# Chief Robert J. Mortell. EOW 02/01/94



## RodneyFarva (Jan 18, 2007)

Posted Jan 29, 2019 at 9:11 PM
Updated Jan 30, 2019 at 8:33 AM
NATICK – The third time may or may not be a charm for 46-year-old Kenneth B. Padgett, who made his case Tuesday before the state Parole Board, seeking early release from life imprisonment for the 1994 murder of Paxton Police Chief Robert J. Mortell.

Mr. Padgett, who with two co-defendants, has been in prison for 24 years for his role in the crime. He has been denied parole twice, most recently in 2014. At that time, the Parole Board expressed concern about his past activity in a white supremacist group in prison and his inactivity to address “racial hatred as a rehabilitative need.”

Mr. Padgett told the board at the 2014 hearing that he renounced his association with the group shortly after his first parole hearing. On Tuesday, he said he had associated with the group for a little over a year, and that after his first hearing a Catholic nun who serves as a chaplain at MCI-Norfolk helped him understand the negative ramifications of racism. He said he has participated in programs to combat violence and he is deeply involved in a Catholic program and music ministry.

He also pointed out that he works with the NEADS program, and is on a waiting list to get a dog to train.

“It took the programs and spiritual counseling to realize how damaging racism is to our society. I am so sorry for spreading this hate,” he told the seven-member Parole Board. “Today, I don’t hold any of those beliefs.”

Board members took turns asking him when he changed his white supremacy beliefs. They noted that he filed an appeal after his parole was denied because he didn’t agree with their opinion.

He told them that he was embarrassed and angry because he felt like board members were not listening to him when he told them he was no longer involved with white supremacy.

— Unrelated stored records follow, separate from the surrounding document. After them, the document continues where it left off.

PR #3956, opened 2018-12-03
Prevent plugins that cannot be instantiated from being loaded

bennothommo:
Per @LukeTowers [suggestion here](https://github.com/rainlab/builder-plugin/pull/261#issuecomment-443528752), this functionality wraps a portion of the `loadPlugin` function with a try..catch block. If, for any reason, the plugin cannot be instantiated (for example, if a parse error occurs or reserved keywords are used in the namespace), instead of bricking the site, this will simply prevent the plugin from being loaded.

### DIFF
--- a/modules/system/classes/PluginManager.php
+++ b/modules/system/classes/PluginManager.php
@@ -11,7 +11,6 @@ use Schema;
 use RecursiveIteratorIterator;
 use RecursiveDirectoryIterator;
 use ApplicationException;
-use System\Models\EventLog;
 
 /**
  * Plugin manager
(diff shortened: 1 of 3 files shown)


LukeTowers:
This is great @bennothommo! Could we either throw an exception or log an error when an invalid plugin is detected instead of just chugging along as if nothing happened though? What are your thoughts on that?

bennothommo:
@LukeTowers Good idea. I did try having some logging originally, however, when it was using a translatable string it caused all the system translation strings to remain untranslated. I can only assume that when the plugins are loaded, the translator isn't fully operational at that point. It does work when using a static string however.

LukeTowers:
I'm fine with a static string, at least then people would be able to google the issue. And yes, that issue does happen when attempting to use the translator before everything finishes loading, I've had to wrap code that uses the translator directly in App::before() to get it working properly but I don't think that would work in this case.

bennothommo:
Error log now in place :)

PR #3961, opened 2018-12-05
Add data-request-hide to hide items during request

firemankurt:
Adds ability to hide an item like a save button group during an ajax request.  For me, I needed a way to hide the save button while my dropdown change made a request that affected other form fields with AJAX results.  There is a delay during the request and I don't want user to submit form until the request completes because it changes what form fields are shown.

Before that, dressed in dress slacks, a shirt and tie, with shackles around his ankles, Mr. Padgett apologized to members of the Mortell family in the hearing room and others who knew the well-respected police chief and community leader.


“It tears me apart that I was involved in something that was so devastating to so many people ... No little girl should ever come home from school and hear her father was murdered,” he said.

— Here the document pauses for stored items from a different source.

Issue #3958, opened 2018-12-03
Update the dashboard area with improved downscaling


ghost:
I'm just going to open this issue, but I don't have time to fix it right now.

All the widgets in the dashboard for many plugins and the default ones are not responsive! If you open the dashboard screen in tablet mode or open chrome browser and open dev-tools and resize the screen you will see that there is no responsive code at all to any of the widgets.

Here's an example:

![example](https://user-images.githubusercontent.com/17784082/49383661-2c079800-f711-11e8-9c2a-86621cad2379.png)

Maybe someone could have a look at it, or next year I will fix the css code there.

For now I just open the issue.

LukeTowers:
@ayumihamsaki part of the problem is that it isn't that easy for developers to make the widgets responsive with breakpoints because I don't think you can target the width of the container holding your elements, just your screen width. Any thoughts on that?

ayumihamsaki:
@LukeTowers My initial thoughts is using flexbox and rem instead of px. Needs investigation, but I think can easily be upgraded, to make it easy for developers.

LukeTowers:
@ayumihamsaki feel free to experiment with it, I'm not so sure it'll be that easy. Some other thoughts are allowing different layouts at smaller screen sizes and / or having developers specifying a min width for their widgets

w20k:
Or as an option, we could help developers build 'dashboard widgets' the smart way. Provide them with guidelines or a set of tests (or a test tool) for different resolution/options.

ayumihamsaki:
@LukeTowers @w20k I strongly, I think I could code something for a baseline, which will make all the widgets responsive and developers wont need to do any extra work.

I throw out some ideas:

- Responsive fonts
- Media Queries for screen sizes
- Flexbox
- REM instead of PX
- Overflow

> Or as an option, we could help developers build a 'dashboard widgets' the smart way. Provide them with guidelines or a set of tests (or a test tool) for different resolution/options.

I think is also a good idea.

But October CSS Code is old and still using floats and old this still. So an upgrade would be a good idea.

(Slow upgrade doing each section).

ayumihamsaki:
p.s. 

"How to empower developers to make dashboard widgets more responsive"

I wouldn't say it totally developers fault, I'm sure its the October CMS base line css code fault.

w20k:
@ayumihamsaki , @LukeTowers - what do you guys think, if we could create a separate branch or rep. to test these ideas? And to find the best possible solution?

[...]

PR #3965, opened 2018-12-06
Update Dashboard Columns from 10 to 12

ayumihamsaki2:
This PR has been re-coded to split the old PR into two separate PR's. This PR relates to github Issue: https://github.com/octobercms/october/issues/3823

### DIFF
--- a/modules/backend/widgets/ReportContainer.php
+++ b/modules/backend/widgets/ReportContainer.php
@@ -49,7 +49,7 @@ class ReportContainer extends WidgetBase
      *         sortOrder: 1
      *         configuration:
      *             title: 'Traffic overview'
-     *             ocWidgetWidth: 10
+     *             ocWidgetWidth: 12
      */
     public $defaultWidgets = [];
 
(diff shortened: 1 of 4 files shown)


ayumihamsaki2:
If anyone asks why bother to create this PR, having a 12 pattern grid instead of 10 allows us to have equal numbers and create much more tidy Dashboards, see below a 12 pattern grid example:

12_column_grid_gold

ayumihamsaki:
I will quote Luke's comment:

>No, keep the library update in this PR. And we'll wait for @daftspunk's input on what's the best way to make this configurable before moving forwards on that front.

So I thought, Luke was going to talk to daftspunk on that.

Also while I am writing this comment the issue here: https://github.com/octobercms/october/issues/3958#issuecomment-449896342

Will be creating a 12-column demo test file and expanding this pr code in to that test file.

daftspunk:
Making this configurable as either 10/12 would add too much needless complexity. It's unlikely that it will break any dashboards beyond adding a 20% margin on the right hand side.

Let's merge this because it seems like an oversight in the original design. We'll make it the primary feature of Build 449 and people can update their dashboards accordingly.

Thanks!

Mr. Padgett was 22 on Feb. 1, 1994, when he and Michael D. Souza and Jaime C. Richards, all three from Worcester, were breaking into homes in Holden when their stolen minivan got stuck in a snowbank. The trio switched to a Department of Public Works truck that Mr. Souza carjacked at gunpoint. When that truck also got stuck in a snowbank, the three men fled on foot.

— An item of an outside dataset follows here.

Issue #3867, opened 2018-10-15
List of Updated Javascript Packages in October for Future Reference


ghost:
This is a question, but why are so many packages in October so out of date and there seems to be so many of them in this state.  The more I check the more worrying it makes me feel.

I am referring to all the Javascript packages mostly, although the CSS is very old as well.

Chief Mortell, a 38-year-old married father of three, was responding to a request from Holden police that he and his tracking dog, Ginger, help find the suspects. After spotting the men, the chief followed them into the woods near Route 31 in Holden. During an exchange of gunfire, Mr. Souza, who was separated from the other two, shot the chief twice, killing him.

Mr. Souza was convicted of first-degree murder without a chance of parole. The other two men were eligible for parole after serving 15 years of a second-degree murder life sentence. Mr. Richards was denied parole in October 2017 and cannot go back before the Parole Board until 2022. At his hearing, board members said Mr. Richards appeared defiant, angry and unprepared.

Besides being sentenced to life with the possibility of parole, Mr. Padgett was given a consecutive sentence of 9 to 10 years for burglaries that happened a few months before the murder. Because they were nonviolent offenses, he would be eligible to seek parole after serving one-third of the sentence. He asked the Parole Board to allow him to serve the 9- to 10-year sentence and come back to them in three years.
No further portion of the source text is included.